Du point de vue où nous sommes arrivés, toute œuvre d’art, de science, de philosophie, apparaît avant tout comme une réalité : c’est l’expression d’un esprit, sa collaboration à l’universelle action : Savoir, aime à dire M. Fouillée, c’est faire. Il est impossible de la juger par rapport à une réalité dont elle serait le miroir, et de baser son jugement sur son caractère de miroir plus ou moins fidèle : on ne pourrait la juger que comme toute action, d’après les principes d’une éthique encore à construire. Sa valeur est d’avoir un rôle dans l’évolution. L’idée — c’est encore une pensée chère à M. Fouillée — est facteur de l’évolution interne et externe : combien plus peut-on le dire de ces groupes d’idées qu’on appelle un système scientifique ou philosophique ! Nous ne savons quel effet profond ou superficiel une œuvre produira ; nous savons qu’elle en produira un, puisqu’elle est une action : c’est là toute sa valeur, mais une valeur qu’il faudrait être un esprit infini et purement conscient pour mesurer. Alors, est-on tenté de demander, pourquoi réfléchir, chercher la vérité, édifier un système scientifique ou philosophique ? Nous avons essayé de montrer ailleurs que cette recherche se confond avec celle de notre bien-être intellectuel.
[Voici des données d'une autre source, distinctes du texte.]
PR #2422, opened 2019-12-04
Add reentrant lock

jdegoes:


core/shared/src/main/scala/zio/stm/TReentrantLock.scala
```diff
@@ -0,0 +1,221 @@
...
+ * STM transactions. However, this lock can be quite useful in effectful code,
+ * to provide consistent read/write access to mutable state; and being in STM
+ * allows this structure to be composed into more complicated concurrent
+ * structures that are consumed from effectful code.
+ */
+class TReentrantLock private (data: TRef[Either[ReadLock, WriteLock]]) {
+
+  /**
+   * Acquires a read lock. The transaction will suspend until no other fibers
+   * are holding write locks. Succeeds with the number of write locks held by
```
mschuwalow: s/write locks/read locks?

core/shared/src/main/scala/zio/stm/TReentrantLock.scala
```diff
@@ -0,0 +1,221 @@
...
+     * aside from the specified fiber id, then it is safe to upgrade the
+     * read lock into a write lock.
+     */
+    final def noOtherHolder(fiberId: Fiber.Id): Boolean =
+      readers.isEmpty || (readers.size == 1 && readers.contains(fiberId))
+
+    /**
+     * Computes the number of read locks held by the specified fiber id.
+     */
+    final def readLocks(fiberId: Fiber.Id): Int = readers.get(fiberId).fold(0)(identity)
```
regiskuckaertz:
```suggestion
    final def readLocks(fiberId: Fiber.Id): Int = readers.get(fiberId).getOrElse(0)
```

core/shared/src/main/scala/zio/stm/TReentrantLock.scala
```diff
@@ -0,0 +1,221 @@
...
+
+  /**
+   * Computes the number of write locks held by fibers.
+   */
+  final def writeLocks: STM[Nothing, Int] = data.get.map(_.fold(_ => 0, _.writeLocks))
+
+  private def adjustRead(fiberId: Fiber.Id, delta: Int): STM[Nothing, Int] =
+    (data.get.collect {
+      case Left(readLock)                    => Left(readLock.adjust(fiberId, delta))
+      case Right(WriteLock(w, r, `fiberId`)) => Right(WriteLock(w, r + delta, fiberId))
```
regiskuckaertz: Is it fine here if the number of read locks goes below 0?

core/shared/src/main/scala/zio/stm/TReentrantLock.scala
```diff
@@ -0,0 +1,221 @@
...
+   * write locks held by this fiber.
+   */
+  lazy val acquireWrite: STM[Nothing, Int] =
+    for {
+      fiberId <- STM.fiberId
+      w <- data.get.collect {
+            case Left(readLock) if (readLock.noOtherHolder(fiberId)) =>
+              WriteLock(1, readLock.readLocks(fiberId), fiberId)
+
+            case Right(WriteLock(n, m, `fiberId`)) =>
```
regiskuckaertz: Is there a reason for the backticks?

core/shared/src/main/scala/zio/stm/TReentrantLock.scala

Et nous pouvons ajouter : elle est aussi notre rôle dans l’évolution universelle, car puisque notre effort et notre réflexion aboutissent non à une vision du réel, mais à une action créatrice, n’est-ce pas qu’ils ne sont faits que pour elle, qu’elle est notre fonction, autant vaut dire notre devoir ?

  1. Cf. ce que dit M. Fouillée du « symbolisme » de la connaissance, t. I, p. 359.
  2. « On ne peut en dernière analyse, dit M. Fouillée, concevoir le sujet pensant et voulant que comme une action » (I, 133). Voir aussi II, 138.
  3. Voir l’article cité plus haut.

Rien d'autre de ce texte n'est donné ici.